Die Historienserie vor dem Hintergrund des ersten der drei deutschen Einigungskriege spielt mit verschiedenen Zeitebenen.

Dänemark, Mitte des 19. Jahrhunderts: Die Brüder Peter und Laust Jensen verleben eine glückliche Kindheit und Jugend auf einem Gutshof an der Küste. Die beiden messen gerne ihre Kräfte und versuchen stets einander zu übertrumpfen, doch wenn es darauf ankommt, sind die Brüder füreinander da.

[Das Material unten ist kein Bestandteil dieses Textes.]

PR #1918, opened 2026-07-11
fix(css): sort nested at-rules

### LINKED ISSUE #1846: Nested at-rules are not sorted
**Describe the bug**

When at-rules are nested inside another at-rule, they are not sorted.

This is unexpected and can cause significant production issues (especially when production apps are configured differently to development environments).

Example:
```tsx
const styles = cssMap({
  root: {
    '@supports not (-moz-appearance: none)': {
      '@media (prefers-reduced-motion: no-preference) and (min-width: 64rem)': {
        color: 'blue',
      },
      '@media (prefers-reduced-motion: no-preference)': {
        color: 'green',
      },
    },
  },
});
```

In this example, we would expect `color: 'blue'` to "win" on large viewports (width than `64rem`). However this doesn't consistently happen in apps.

This appears to be because the [sortAtomicStyleSheet](https://github.com/atlassian-labs/compiled/blob/master/packages/css/src/plugins/sort-atomic-style-sheet.ts#L43C14-L43C34) function only looks at the nodes at the first level.

There is a comment here also confirming this: https://github.com/atlassian-labs/compiled/blob/master/packages/css/src/plugins/sort-atomic-style-sheet.ts#L39

```
 * Only top level CSS rules will be sorted.
```

Nesting at-rules like this is valid CSS: https://css-tricks.com/can-you-nest-media-and-support-queries/

**To Reproduce**

You can test the current behaviour by adding the following tests to [packages/css/src/plugins/__tests__/sort-at-rules.test.ts](https://github.com/atlassian-labs/compiled/blob/master/packages/css/src/plugins/__tests__/sort-at-rules.test.ts#L950):

```tsx
it.only('should support nested queries with multiple at-rules', () => {
  const actual = transform(`
    @supports not (height: 1lh) {
      color: red;
      @media (prefers-reduced-motion: no-preference) and (width > 1500px) {
        color: blue;
      }

      @media (prefers-reduced-motion: no-preference) {
        color: green;
      }
    }
  `);

    "
            @supports not (height: 1lh) {
              color: red;
              @media (prefers-reduced-motion: no-preference) and (width > 1500px) {
                color: blue;
              }

              @media (prefers-reduced-motion: no-preference) {
                color: green;
              }
            }
          "
  `);
});

it.only('should support nested queries with multiple at-rules', () => {
  const actual = transform(`
    color: red;
    @media (prefers-reduced-motion: no-preference) and (width > 1500px) {
      @supports not (height: 1lh) {
        color: blue;
      }
    }

    @media (prefers-reduced-motion: no-preference) {
      @supports not (height: 1lh) {
          color: green;
        }
      }
  `);

    "
            color: red;

            @media (prefers-reduced-motion: no-preference) {
              @supports not (height: 1lh) {
                  color: green;
                }
              }
            @media (prefers-reduced-motion: no-preference) and (width > 1500px) {
              @supports not (height: 1lh) {
                color: blue;
              }
            }
          "
  `);
});
```

**Expected behavior**
Nested media queries should be sorted.

At a minimum, some improved guidance and lint rules to make people aware would be really helpful.

**Workaround**
The current workaround we are using is just making sure all at-rules that require sorting (e.g. `@media`) are at the top level. For my specific example, flipping the order of the at-rules to place the `@media` at the top level and have `@supports` nested at the second level would make sure the media queries are sorted.

**Additional context**
Related issue about not merging duplicate styles in nested media queries: https://github.com/atlassian-labs/compiled/issues/1847

KSHITIZ6341:
### What is this change?

Sort sibling at-rules recursively when they are nested inside another rule or at-rule, instead of limiting at-rule ordering to the stylesheet root.

Good catch, @michaelabrahamian: nested media queries currently retain their source order. A broader query can therefore appear after a narrower width-constrained query and override it when both conditions match.

The root cause was that `sortStyleSheet` only collected at-rules from the PostCSS root.

- Recursively collect and sort direct at-rule children using the existing comparator.
- Replace only at-rule positions, preserving declarations and other child nodes.
- Keep non-atomic `cssMapScoped` blocks unchanged and honor the existing `sortAtRules` opt-out.
- Add a regression test for nested reduced-motion and width queries.
- Add a patch changeset for `@compiled/css`.

There are no public API or type changes.

Fixes #1846

### Checks

- Full Jest suite: 120 suites, 5,129 tests passed
- `@compiled/css` TypeScript build
- ESLint on changed TypeScript files
- Prettier and `git diff --check`

Not run: visual regression tests; the change is covered by stylesheet-output unit tests and does not alter rendered components directly.

---

### PR checklist

Don't delete me!

I have...

- [ ] Updated the documentation in `website/` (not applicable; no API or configuration change)


packages/css/src/plugins/__tests__/sort-at-rules.test.ts
```diff
@@ -893,5 +893,32 @@ describe('sort at-rules', () => {
               "
       `);
     });
+
+    it('should sort media queries nested inside another at-rule', () => {
```
liamqma, line 897: Can you please add more test coverage?

Three level nesting sorts correctly:
```
@layer l {
  @supports (display: grid) {
    @media (min-width: 400px) { color: green; }
    @media (min-width: 200px) { color: blue; }
  }
}
```
Nested at-rules inside a plain rule sort correctly:

```
.foo {
  @media (min-width: 400px) { color: green; }
  @media (min-width: 200px) { color: blue; }
}
```

Opt-out preserves nested source order (run with sortAtRulesEnabled: false, expect no reordering):
```
@supports (display: grid) {
  @media (min-width: 400px) { color: green; }
  @media (min-width: 200px) { color: blue; }
}
```
Non-atomic cssMapScoped nested blocks are not reordered:
```
.cc-x {
  @media (min-width: 400px) { color: green; }
  @media (min-width: 200px) { color: blue; }
}
```

KSHITIZ6341:
Sorry missed those, I’ve added tests for all those cases you mentioned there, and they’re all passing now.

packages/css/src/plugins/__tests__/sort-at-rules.test.ts
KSHITIZ6341: Added all four requested cases: three-level nesting, nesting inside a plain rule, disabled at-rule sorting, and non-atomic `cssMapScoped` behavior. The focused suite passes all 25 tests and 24 snapshots, and Prettier passes. Could you take another look?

Als Peter und Laust die hübsche Inge Juel, die Tochter des Gutsverwalters, kennenlernen, werden die drei unzertrennlich. Beide Jungen empfinden bald mehr für Inge als reine Freundschaft. Inge fühlt sich jedoch mehr zum sensiblen Laust hingezogen. Laust und Inge beginnen schließlich eine Liebesbeziehung, ohne Peter davon zu erzählen. Doch über dem jungen Glück ziehen dunkle Wolken auf. Als es 1864 zum Krieg zwischen Dänemark auf der einen Seite und Preußen und Österreich auf der anderen Seite kommt, melden sich die Brüder zum Militär. Rund 150 Jahre später findet die junge Claudia, ein als schwer erziehbar geltender Teenager, der auf dem Gut, auf dem die Jensen-Brüder gemeinsam mit Inge aufwuchsen, einen alten Baron pflegen soll, die Erinnerungen Inges und beginnt, dem Greis daraus vorzulesen.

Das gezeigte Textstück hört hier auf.